Before any standards or research use launches, the system must let an owner withdraw: stopping future secondary use and deleting the secondary-use copies and pointers under ForceShield’s control, with downstream recipients requested — and, where contractually applicable, required — to delete. Downstream deletion is requested or contractually required, never guaranteed. Already-aggregated or already-published outputs cannot be retracted. These are forthcoming requirements, not actions performed today.

Forgettability & the evidence ledger

Reconciling the right to be forgotten with an immutable, reproducible evidence ledger is an open architecture question we are working through — not a solved feature. We are studying cryptographic erasure (destroying a record’s decryption key so an entry becomes unreadable while the audit chain stays intact) and what the post-erasure contract should guarantee. We will not claim a “forget” capability until it is designed and proven.

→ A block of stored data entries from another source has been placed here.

PR #1491, opened 2017-10-18
Address intermittent UITest faults in BB

npark-mozilla:
Seems like espresso is much faster than UiAutomator, exposing timing issues.

### DIFF
--- a/app/src/androidTest/java/org/mozilla/focus/activity/AddtoHSTest.java
+++ b/app/src/androidTest/java/org/mozilla/focus/activity/AddtoHSTest.java
@@ -243,8 +243,7 @@ public class AddtoHSTest {
         TestHelper.inlineAutocompleteEditText.setText("helloworld");
         TestHelper.hint.waitForExists(waitingTime);
         TestHelper.pressEnterKey();
-        TestHelper.progressBar.waitForExists(webPageLoadwaitingTime);
-        Assert.assertTrue(TestHelper.progressBar.waitUntilGone(webPageLoadwaitingTime));
+        TestHelper.progressBar.waitUntilGone(webPageLoadwaitingTime);
 
         openAddtoHSDialog();
 
--- a/app/src/androidTest/java/org/mozilla/focus/activity/SwitchLocaleTest.java
+++ b/app/src/androidTest/java/org/mozilla/focus/activity/SwitchLocaleTest.java
@@ -10,8 +10,8 @@ import android.content.res.Configuration;
 import android.content.res.Resources;
 import android.preference.PreferenceManager;
 import android.support.test.InstrumentationRegistry;
+import android.support.test.filters.Suppress;
 import android.support.test.rule.ActivityTestRule;
-import android.support.test.runner.AndroidJUnit4;
 import android.support.test.uiautomator.UiObject;
 import android.support.test.uiautomator.UiObjectNotFoundException;
 import android.support.test.uiautomator.UiScrollable;
@@ -21,7 +21,6 @@ import org.junit.After;
 import org.junit.Assert;
 import org.junit.Rule;
 import org.junit.Test;
-import org.junit.runner.RunWith;
 
 import java.util.Locale;
 
@@ -33,7 +32,7 @@ import static org.mozilla.focus.activity.helpers.EspressoHelper.openSettings;
 import static org.mozilla.focus.fragment.FirstrunFragment.FIRSTRUN_PREF;
 
 // This test checks all the headings in the Settings menu are there
-@RunWith(AndroidJUnit4.class)
+@Suppress
 public class SwitchLocaleTest {
 
     @Rule
--- a/app/src/androidTest/java/org/mozilla/focus/activity/TestHelper.java
+++ b/app/src/androidTest/java/org/mozilla/focus/activity/TestHelper.java
@@ -5,6 +5,7 @@
 
 package org.mozilla.focus.activity;
 
+import android.graphics.Rect;
 import android.os.RemoteException;
 import android.support.annotation.NonNull;
 import android.support.test.InstrumentationRegistry;
@@ -179,7 +180,7 @@ public final class TestHelper {
             .resourceId("org.mozilla.focus.debug:id/trackers_count"));
     static UiObject blockToggleSwitch = mDevice.findObject(new UiSelector()
             .resourceId("org.mozilla.focus.debug:id/blocking_switch"));
-    static UiObject menulist = mDevice.findObject(new UiSelector()
+    public static UiObject menulist = mDevice.findObject(new UiSelector()
             .resourceId("org.mozilla.focus.debug:id/list")
             .enabled(true));
     static String getMenuItemText(UiObject item) throws UiObjectNotFoundException {
@@ -232,6 +233,14 @@ public final class TestHelper {
     }
     static void openNotification() {
         mDevice.openNotification();
+    }
+
+    static void clearAllNotification() throws UiObjectNotFoundException {
+        UiObject clearButton = mDevice.findObject(new UiSelector()
+                .resourceId("com.android.systemui:id/dismiss_text")
+                .enabled(true));
+        clearButton.click();
+        clearButton.waitUntilGone(waitingTime);
     }
 
     static void swipeUpScreen () {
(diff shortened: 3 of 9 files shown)


app/src/androidTest/java/org/mozilla/focus/activity/TestHelper.java
```diff
@@ -312,4 +321,25 @@ static void waitForWebSiteTitleLoad() {
...
+                .description("Firefox Focus")
+                .enabled(true));
+        container.waitForExists(waitingTime);
+        mainLabel.waitForExists(waitingTime);
+
+        Rect containerBound = container.getBounds();
+        Rect labelBound = mainLabel.getBounds();
+
+
+        if (labelBound.bottom > containerBound.bottom/2) {
```
sputnikci: \[Checkstyle\] ERROR: '/' is not preceded with whitespace\.

sputnikci: \[Checkstyle\] ERROR: '/' is not followed by whitespace\.

npark-mozilla:
Not ready for review yet.

pocmo:
Please wait with that a bit. I have an almost done patch ready to split ScreengrabTest into multiple tests.... to avoid having a gigantic test where one failure means the whole thing stops. :)

npark-mozilla:
sure, that sounds great.  btw, I think now we addressed all of the intermittents - the tests are passing 3 times in a row in BB.  (I've disabled SwitchLocaleTest in this PR because the fix for that is on my other PR)

app/src/androidTest/java/org/mozilla/focus/activity/AddtoHSTest.java
```diff
@@ -243,8 +243,7 @@ public void SearchTermShortcutTest() throws InterruptedException, UiObjectNotFou
         TestHelper.inlineAutocompleteEditText.setText("helloworld");
         TestHelper.hint.waitForExists(waitingTime);
         TestHelper.pressEnterKey();
-        TestHelper.progressBar.waitForExists(webPageLoadwaitingTime);
-        Assert.assertTrue(TestHelper.progressBar.waitUntilGone(webPageLoadwaitingTime));
+        TestHelper.progressBar.waitUntilGone(webPageLoadwaitingTime);
```
pocmo: Can you explain why you removed the assertion? Without the assert this is basically just a sleep, isn't it?

app/src/androidTest/java/org/mozilla/focus/activity/SwitchLocaleTest.java
```diff
@@ -33,7 +32,7 @@
 import static org.mozilla.focus.fragment.FirstrunFragment.FIRSTRUN_PREF;
 
 // This test checks all the headings in the Settings menu are there
-@RunWith(AndroidJUnit4.class)
+@Suppress
```
pocmo: What's the goal here? Let's either fix the test or remove it. If we suppress it for a longer time then it will not work anymore eventually anyways.

app/src/androidTest/java/org/mozilla/focus/activity/TestHelper.java
```diff
@@ -234,6 +235,14 @@ static void openNotification() {
         mDevice.openNotification();
     }
 
+    static void clearAllNotification() throws UiObjectNotFoundException {
+        UiObject clearButton = mDevice.findObject(new UiSelector()
+                .resourceId("com.android.systemui:id/dismiss_text")
+                .enabled(true));
+        clearButton.click();
+        clearButton.waitUntilGone(waitingTime);
+    }
```
pocmo: I don't see this new method being used in this patch?

app/src/androidTest/java/org/mozilla/focus/activity/TestHelper.java
```diff
@@ -312,4 +321,25 @@ static void waitForWebSiteTitleLoad() {
...
         Assert.assertTrue("Website title loaded", titleMsg.waitForExists(waitingTime));
     }
+
+    // Checks whether keyboard is visible by looking at the coord of the logo w.r.t. container
+    public static boolean checkKeyboardPresenceInMainView() throws UiObjectNotFoundException {
+        UiObject container = TestHelper.mDevice.findObject(new UiSelector()
+                .resourceId("org.mozilla.focus.debug:id/container")
+                .enabled(true));
+        UiObject mainLabel = TestHelper.mDevice.findObject(new UiSelector()
+                .description("Firefox Focus")
```
pocmo: Let's start to use strings we get from the context object instead of plain English strings, for new code.

app/src/androidTest/java/org/mozilla/focus/activity/TestHelper.java
```diff
@@ -234,6 +235,14 @@ static void openNotification() {
         mDevice.openNotification();
     }
 
+    static void clearAllNotification() throws UiObjectNotFoundException {
+        UiObject clearButton = mDevice.findObject(new UiSelector()
```
pocmo: nit: Here and in a bunch of other cases this can be `final`.

app/src/androidTest/java/org/mozilla/focus/activity/ToggleBlockTest.java
```diff
@@ -73,10 +71,22 @@ public void tearDown() throws Exception {
...
-        onView(withId(R.id.url_edit))
-                .check(matches(isDisplayed()))
-                .check(matches(hasFocus()))
-                .perform(typeText("mozilla"), pressImeActionButton());
+        //
+        //onView(withId(R.id.url_edit))
+        //        .check(matches(isDisplayed()))
+        //        .check(matches(hasFocus()))
+        //        .perform(typeText("mozilla"), pressImeActionButton());
+        // Above types "mmozilla"
```
pocmo: We had this problem before and started to use replaceText() instead of typeText(). This seemed to work.

app/src/androidTest/java/org/mozilla/focus/activity/ToggleBlockTest.java
```diff
@@ -73,10 +71,22 @@ public void tearDown() throws Exception {
...
+        TestHelper.inlineAutocompleteEditText.waitForExists(waitingTime);
+        TestHelper.inlineAutocompleteEditText.clearTextField();
+        TestHelper.inlineAutocompleteEditText.setText("mozilla");
+        TestHelper.hint.waitForExists(waitingTime);
+        TestHelper.pressEnterKey();
+        TestHelper.webView.waitForExists(waitingTime);
```
pocmo: For in-app tests I would prefer if we switch to Espresso which is way more powerful instead of going back to uiautomator.

app/src/androidTest/java/org/mozilla/focus/activity/screenshots/ScreenGrabTest.java
```diff
@@ -177,7 +175,7 @@ public void screenGrabTest() throws InterruptedException, UiObjectNotFoundExcept
         takeScreenshotOfErrorPages(context, device);
     }
 
-    private void takeScreenshotsOfFirstrun(Context context, UiDevice device) throws UiObjectNotFoundException {
+    private void takeScreenshotsOfFirstrun(Context context, UiDevice device) throws UiObjectNotFoundException, InterruptedException {
```
pocmo: I opened a new PR for separating this test class into multiple classes. Let's remove those changes here and apply them to the new classes if needed.

app/src/androidTest/java/org/mozilla/focus/activity/AddtoHSTest.java
npark-mozilla: I think .waitUntilGone gets awaken when the event (progressbar disappearing) gets triggered, so it's technically not a sleep().  At the time, I thought assert was failing when there is no progressBar to disappear.  (it was exiting right away)  I'll double check though because I can't find doc that confirms/denies what I saw.

app/src/androidTest/java/org/mozilla/focus/activity/SwitchLocaleTest.java
npark-mozilla: oh I suppressed it because fix for the SwitchLocaleTest is in other PR, and failing this test will affect all subsequent tests (since it changes Locale).  One of the reason why this PR wasn't ready for the review :)

app/src/androidTest/java/org/mozilla/focus/activity/TestHelper.java
npark-mozilla: yes, I thought this can help our notification issue, then in some sim, where there were multiple notifications, this 'clear all' button was not visible.  I left it but since I'm not using it, perhaps I should remove it.

app/src/androidTest/java/org/mozilla/focus/activity/TestHelper.java
npark-mozilla: will do

app/src/androidTest/java/org/mozilla/focus/activity/screenshots/ScreenGrabTest.java
npark-mozilla: agree, will wait until https://github.com/mozilla-mobile/focus-android/pull/1505 and https://github.com/mozilla-mobile/focus-android/pull/1480 are merged.

pocmo:
@npark-mozilla Are there still things in here that need to land or can this be closed?

npark-mozilla:
No I think with the separation of tests, it resolved most of the issues seen here.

A per-source rights check: each record clears only when every authority that applies to its source is satisfied. Owner consent is necessary for owner-contributed data and never sufficient on its own — and secondary use is only ever aggregated, privacy-protected data.

Participate

If shared, auditable resilience evidence is a problem you care about, build it with us.

Regulators and standards peers, insurers, researchers, property owners, partners and foundations — there is a path for each of you. We are looking for thought-partners, not customers.

Where this stands

Transparency is part of the standard.

ForceShield is an initiative founded by Tac Leung through 00 Start LLC. The evidence standard described here is a proposal we are exploring with prospective stakeholders — it has not yet been formed. The auditable-evidence approach is being applied across peer domains: wildfire insurance is the first case study (FireBreak, via RiskScan.ai); energy and carbon is an in-market operating venture (SecuredCarbon); transit is planned (TransitSafe).

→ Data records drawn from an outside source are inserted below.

Issue #1470, opened 2017-10-12
Create decision task for screenshots


pocmo:
meta: #862
- [x] script the decision task to schedule dummy tasks.
- [x] modify the decision task to chunk screenshots.
- [ ] modify the decision task to support ChainOfTrust
- [ ] modify the decision task to implement the real graph.
- [ ] reach out to the TC team to get dedicated AMI. (They might allow you to use the same AMIs)

pocmo:
Closing this - Can't continue with the ChainOfTrust part without time the release engineering team. Will focus on releases for now.

Issue #1415, opened 2017-09-28
OnWebView() call in ScreenGrabTest times out intermittently


nojunpark:
On average about once per 60 run, this (https://github.com/mozilla-mobile/focus-android/blob/master/app/src/androidTest/java/org/mozilla/focus/activity/screenshots/ScreenGrabTest.java#L492) call will time out with below error after repeated calls in a loop.  This is different from element not being found, it seems to me it's waiting for the lock to be freed.  Looking at the video, the elements are present as well.

This does not seem to happen with .waitForExists call. is there a proper way to fix it, or should we go back to .waitForExists for all APIs? @pocmo, thoughts?

java.lang.RuntimeException: java.util.concurrent.TimeoutException: Waited 10 seconds for android.support.test.espresso.core.internal.deps.guava.util.concurrent.AbstractTransformFutureXTransformFuture@982ad95[status=PENDING, info=[inputFuture=[android.support.test.espresso.core.internal.deps.guava.util.concurrent.SettableFuture@3c57eaa[status=PENDING]], function=[android.support.test.espresso.web.action.AtomActionX3@92aea9b]]]
	at android.support.test.espresso.web.sugar.WebXWebInteractionXExceptionPropagator.<init>(Web.java:326)
	at android.support.test.espresso.web.sugar.WebXWebInteraction.doEval(Web.java:298)
	at android.support.test.espresso.web.sugar.WebXWebInteraction.withElement(Web.java:208)
	at org.mozilla.focus.activity.screenshots.ScreenGrabTest.takeScreenshotOfErrorPages(ScreenGrabTest.java:493)
	at org.mozilla.focus.activity.screenshots.ScreenGrabTest.screenGrabTest(ScreenGrabTest.java:168)
	at java.lang.reflect.Method.invoke(Native Method)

Independence is the goal, not yet the structure.

We are working to establish independent governance — a board with members beyond 00 Start, clear decision rights, a conflicts-of-interest policy separating the steward from the commercial implementer, and an open membership process. Until then, ForceShield is a proposed initiative intended to develop that independence.

  • ForceShield — the evidence standard

    The standard itself is a proposed initiative; independent governance is being developed (not yet established).

    In formation
  • Wildfire & insurance — FireBreak

    The first proving ground: California wildfire insurance, where the evidence-and-governance argument is made first (the CDI / PRID context). Built via 00 Start LLC and RiskScan.ai.

    Case study
  • Energy & carbon — SecuredCarbon

    An in-market operating venture — renewable-energy siting, storage, and energy-tax evidence (Zone Opportunity Engine, BESS, cost segregation).

    In market
  • Transit — TransitSafe

    A planned application of the same auditable-evidence approach to transit assets.

    Planned

The evidence standard and its independent governance are not yet established — we say so plainly. The peer domains carry their own honest maturity. ForceShield itself does not sell insurance products or underwriting services.

One standard, applied across peer domains

One evidence standard, applied across peer domains at honest maturity: wildfire insurance is the first case study; energy & carbon is in market; transit is planned.
The road ahead is dashed: every step is a forward commitment, not a structure that exists today.